Vincent Van Gogh. The Dutch Master was not master of any domains until his early 30s, barely five years before his death. Before then he painted in broad brush strokes of dilettantism – inventing and re-inventing himself as a schoolmaster, art dealer, student priest, and missionary. Luckily for us, he harnessed his talents just in time to influence Western art for the next several hundred years.
Arnold Schwarzenegger. Love him or despise him, it’s hard to argue that Ahhnold hasn’t switched careers successfully on more than one occasion. The seven-time Mr. Olympia retired from competition only to dominate another realm; he eventually became the highest-grossing actor in movie history. And when the Terminator series ran its course (arguably two movies too late), Schwarzenegger cashed in on his personal dynamism and became Governor of the State of California, at the age of 56.

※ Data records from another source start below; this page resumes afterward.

PR #97, opened 2016-06-23
Fix: squid:S1192, String literals should not be duplicated

elkfrawy-df:
 squid:S1192 - “String literals should not be duplicated”. 
 https://dev.eclipse.org/sonar/rules/show/squid:S1192

Ayman Elkfrawy.

### DIFF
--- a/core/src/main/java/smile/classification/AdaBoost.java
+++ b/core/src/main/java/smile/classification/AdaBoost.java
@@ -15,14 +15,14 @@
  *******************************************************************************/
 
 package smile.classification;
-
 import java.io.Serializable;
 import java.util.Arrays;
+
 import org.slf4j.Logger;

Kurt Warner. The Iowan holds a unique place on this list because his goals never wavered; they were merely temporarily derailed. Warner was not drafted by the NFL coming out of college. He then found himself stocking shelves at the Hy-Vee grocery store in Cedar Falls, Iowa for $5.50 an hour before spending three seasons in the fledgling Arena Football league. In 1998, he finally caught on with the St. Louis Rams of the NFL. He was a backup until the starter went down with an injury in the preseason. Warner responded by having one of the best seasons in NFL history, leading the Rams to a championship, and getting named Super Bowl MVP in a storybook season for the ages.
Julia Child. Mrs. Child was successful in many endeavors throughout her career; she just didn’t become a public gourmand until the age of 49. Before then she worked as advertising writer in New York, until she joined the Office of Strategic Services(!) in the run-up to WWII. She and her husband settled in Paris after the war, where she started taking classes at Cordon Bleu. And the rest is culinary history…
Charles Bukowski. The author famously spent most of his young professional career in a post office, an experience he chronicled in a titular memoir that continues to touch late bloomers everywhere. A confluence of bad luck, alcoholism, and quiescence caused in large part by adolescent acne that was treated incorrectly, Bukowski’s hermetic lifestyle kept his talents from the world’s eye until he published his first novel at the age of 49.
Sojourner Truth. This American hero was first limited by tenebrous history, not from misdirection or a lack of focus. Born into slavery, she couldn’t read or write until she was 30, when she learned Low Dutch from her parents and masters. After gaining freedom shortly thereafter, she served as a maid in Manhattan for the next 15 years, during which time she had a vision which told her to share her experiences. At the age of 53, she published The Narrative of Sojourner Truth, which articulated the degradations of slavery in sparkling prose. In 1864 she was invited to the White House to meet President Lincoln.